Among Braley's other legal eagles are New Orleans' Herman, Herman & Katz, which is deeply involved in BP oil spill settlement efforts, and Robbins, Geller, Rudman & Dowd, a San Diego firm with offices all over the nation that secured $7.3 billion in settlements for victims of the Enron scandal. The Herman firm has given more to Braley than its home state Democratic Sen. Mary Landrieu.
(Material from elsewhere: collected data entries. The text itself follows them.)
PR #3273, opened 2017-10-10
Bug 1407315, 1406926, 1407231, 1406924 - Fix a bunch of visual regressions 

farhanpatel:
@garvankeeley You were right about canceled animations. I had accounted for making sure the icon looked right after a canceled animation but forgot about what would happen after you tapped it. 🤦‍♂️

### DIFF
--- a/Client/Frontend/Browser/BrowserViewController.swift
+++ b/Client/Frontend/Browser/BrowserViewController.swift
@@ -2846,6 +2846,7 @@ extension BrowserViewController: Themeable {
         let ui: [Themeable?] = [urlBar, toolbar, readerModeBar, topTabsViewController]
         ui.forEach { $0?.applyTheme(themeName) }
         statusBarOverlay.backgroundColor = shouldShowTopTabsForTraitCollection(traitCollection) ? UIColor(rgb: 0x272727) : urlBar.backgroundColor
+        self.setNeedsStatusBarAppearanceUpdate()
     }
 }
 
--- a/Client/Frontend/Browser/BrowserViewController.swift
+++ b/Client/Frontend/Browser/BrowserViewController.swift
@@ -612,6 +612,7 @@ class BrowserViewController: UIViewController {
         [header, footer, readerModeBar].forEach { view in
                 view?.transform = CGAffineTransform.identity
         }
+        self.statusBarOverlay.isHidden = false
     }
 
     override func updateViewConstraints() {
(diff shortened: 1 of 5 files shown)


garvankeeley:
It was just based on a guess that something might not work, 100% of the time I have tried to do something based on that cancel flag in the animation completion block it hasn’t worked quite right me. I will count this as 101% now ;).

farhanpatel:
I opted to make this into one PR in order to not have to request 4 different reviewers.

Client/Frontend/Browser/BrowserViewController.swift
```diff
@@ -612,6 +612,7 @@ class BrowserViewController: UIViewController {
         [header, footer, readerModeBar].forEach { view in
                 view?.transform = CGAffineTransform.identity
         }
+        self.statusBarOverlay.isHidden = false
```
garvankeeley: nit: `self`. I actually have to expand the github view when I see this to confirm the code is not in a closure.

Client/Frontend/Browser/BrowserViewController.swift
```diff
@@ -2845,6 +2846,7 @@ extension BrowserViewController: Themeable {
         let ui: [Themeable?] = [urlBar, toolbar, readerModeBar, topTabsViewController]
         ui.forEach { $0?.applyTheme(themeName) }
         statusBarOverlay.backgroundColor = shouldShowTopTabsForTraitCollection(traitCollection) ? UIColor(rgb: 0x272727) : urlBar.backgroundColor
+        self.setNeedsStatusBarAppearanceUpdate()
```
garvankeeley: nit: self

Client/Frontend/Browser/TabTrayController.swift
```diff
@@ -968,10 +968,8 @@ extension TabTrayController: UIViewControllerPreviewingDelegate {
     func previewingContext(_ previewingContext: UIViewControllerPreviewing, commit viewControllerToCommit: UIViewController) {
         guard let tpvc = viewControllerToCommit as? TabPeekViewController else { return }
         tabManager.selectTab(tpvc.tab)
-        _ = self.navigationController?.popViewController(animated: true)
-
+        self.navigationController?.popViewController(animated: true)
```
garvankeeley: nit: self

Client/Frontend/Widgets/TabsButton.swift
```diff
@@ -215,7 +215,8 @@ class TabsButton: UIButton {
             }
             
             let completion: (Bool) -> Void = { completed in
-                if completed {
+                let noActiveAnimations = self.insideButton.layer.animationKeys()?.isEmpty ?? true
```
garvankeeley: Interesting :)! Did not know of this method.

At least we can track these direct donations. Disclosure among outside groups is sketchy. Many disclose, but some, such as American Crossroads, only partially disclose. Groups such as Americans for Prosperity and the U.S.. Chamber of Commerce, technically 'social welfare” non-profits, keep their donors a secret. Ditto with liberal groups gunning for Ernst, including the League of Conservation Voters and Environmental Defense Action Fund. At least dark money is now bipartisan.
So what's my problem anyway with this freewheeling free speech fest? Am I unaware that Super PACs are people, too? Have I forgotten that I work for a company that owns a TV station?
One problem I have is that so much of this money, especially the outside money, is mostly being spent on negative, distorted garbage. Of the $15 million spent by outsiders, according to OpenSecrets, more than $10 million has been spent to oppose, aka carpet bomb, Braley or Ernst, and not to tell you why you should support either or them.
In strategic terms, these groups want to inflict maximum damage while also rallying partisan loyalists to fight big oil or liberal lawyers or whatever boogeymen can be dredged up and slapped on a screen. Cue the ominous music.
If you're wondering how our politics went from being a contest of candidates actually running to govern to a zero-sum Armageddon aimed at seizing, snatching or holding power at all costs, this Senate campaign has solved your mystery.
But that's not my biggest problem with all this.
This is the most important Iowa U.S. Senate campaign in two decades, which could shape how this state is represented for many years to come. And yet, Iowans are not setting its agenda. We're not the ones dictating the important issues or shaping the debate.
Instead, it's all been contracted out to mercenaries with fat checkbooks. We've outsourced our Senate seat to Arkansas chicken companies, hedge fund managers, New York lawyers and guys who live in Bel Air with swimmin' pools and movie stars. We're just a backdrop for a national fight over Senate control.
Sure, we've still got the votes. But this campaign isn't ours.
And really, I concede, who would want it? But if Iowans don't own the campaign, who is Mr. or Ms. Winner going to work for when they go to Washington?